The work done on the spring can be calculated as,

$W_s=\frac{1}{2}k\left(x_i^2-x_f^2\right)$ (1)

When the block moves from $x_i=0.050\text{m}$to $x_{\text{f}}=+0.030\text{m}$, the work by the spring can be calculated as,

$\begin{array}{rcl}{W}_{\text{s}}& =& \frac{1}{2}\times 9.0\times {10}^3\text{N/m}\times \left[{\left(0.050\text{m}\right)}^2-{\left(0.030\text{m}\right)}^2\right]\\ & =& \frac{1}{2}\times 9.0\times {10}^3\times \text{1.6}\times {\text{10}}^{-3}·\left(1\text{N/m}\times 1{\text{m}}^2\times \frac{1\text{J}}{1\text{N}·\text{m}}\right)\\ W_{\text{s}}& =& 7.2\text{J}\\ & & \end{array}$

Thus, work done is, $W_s=7.2\text{J}$

When the block moves from $x_i=0.050\text{m}$ to $x_f=-0.030\text{m}$, from equation 1, the work by the spring can be calculated as,

$\begin{array}{rcl}{W}_{\text{s}}& =& \frac{1}{2}\times 9.0\times {10}^3\text{N}\times \left[{\left(0.050\text{m}\right)}^2-{\left(-0.030\text{m}\right)}^2\right]\\ & =& \frac{1}{2}\times 9.0\times {10}^3\times \text{1.6}\times {\text{10}}^{-3}·\left(1\text{N/m}\times 1{\text{m}}^2\times \frac{1\text{J}}{1\text{N}·\text{m}}\right)\\ W_{\text{s}}& =& 7.2\text{J}\\ & & \end{array}$

Thus, work done is,$W_{\text{s}}=7.2\text{J}$

When the block moves from $x_i=0.050\text{m}$ to$x_f=-0.050\text{m}$ , from equation 1, the work by the spring can be calculated as,

$\begin{array}{rcl}{W}_{\text{s}}& =& \frac{1}{2}\times 9.0\times {10}^3\text{N}\times \left[{\left(0.050\text{m}\right)}^2-{\left(-0.050\text{m}\right)}^2\right]\\ & =& \frac{1}{2}\times 9.0\times {10}^3\times 0·\left(1\text{N/m}\times 1{\text{m}}^2\times \frac{1\text{J}}{1\text{N}·\text{m}}\right)\\ & =& 0\\ & & \end{array}$

Thus, work done is, $W_{\text{s}}=0\text{J}$.

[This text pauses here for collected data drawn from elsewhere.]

PR #1684, opened 2021-06-25
Jupyter: Interactive display

chaedri:
This PR contains interactive functions for displaying GRASS maps in Jupyter Notebooks using folium. It is part of an ongoing Google Summer of Code project, Improved Integration of GRASS and Jupyter Notebooks. You can find more information [here](https://trac.osgeo.org/grass/wiki/GSoC/2021/JupyterAndGRASS). 

The functions can also be tried in this Jupyter Notebook:

https://mybinder.org/v2/gh/chaedri/grass/interactive-display?urlpath=lab%2Ftree%2Fdoc%2Fnotebooks%2Fjupyter_integration.ipynb

### DIFF
--- a/binder/requirements.txt
+++ b/binder/requirements.txt
@@ -2,3 +2,4 @@ numpy
 matplotlib
 Pillow
 ply
+folium
--- a/doc/notebooks/jupyter_integration.ipynb
+++ b/doc/notebooks/jupyter_integration.ipynb
@@ -21,8 +21,7 @@
    "source": [
     "import os\n",
     "import subprocess\n",
-    "import sys\n",
-    "from IPython.display import Image"
+    "import sys"
    ]
   },
   {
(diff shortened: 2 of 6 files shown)


chaedri:
This is just a draft (it doesn't allow the display of vectors at all yet!) but I wanted to open a PR so we could discuss and I could have some feedback. One of the issues I'm working on is figuring out the best way to pass raster/vector data between GRASS and folium. In this first draft, a PNG of the raster is written by GRASS then overlayed on a map in folium. But, I think folium only takes certain projections (WGS84), so I reproject the bounding box of the region and stretch the PNG into the box when it's overlayed. Thoughts and feedback welcome.

wenzeslaus (changes requested):
Leaving aside the issue of reprojection for now, the image size does not correspond to the region. The region is fitted into the image, but the image contains whitespace on the sides which is outside of the computational region (in other context, it could be used e.g. for legend). However, to georeference the image, it needs to actually exactly fit the region, so the ratio needs to be the same. See for example of the this procedure:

When the block moves from $x_i=0.050\text{m}$to$x_f=-0.090\text{m}$ , from equation 1, the work by the spring can be calculated as,

$\begin{array}{rcl}{W}_{\text{s}}& =& \frac{1}{2}\times 9.0\times {10}^3\text{N}\times \left[{\left(0.050\text{m}\right)}^2-{\left(-0.090\text{m}\right)}^2\right]\\ & =& -\frac{1}{2}\times 9.0\times {10}^3\times \text{5.6}\times {\text{10}}^{-3}·\left(1\text{N/m}\times 1{\text{m}}^2\times \frac{1\text{J}}{1\text{N}·\text{m}}\right)\\ W_{\text{s}}& =& -25.2\text{J}\\ & & \end{array}$

Thus, work done is, $W_{\text{s}}=-25.2\text{J}$.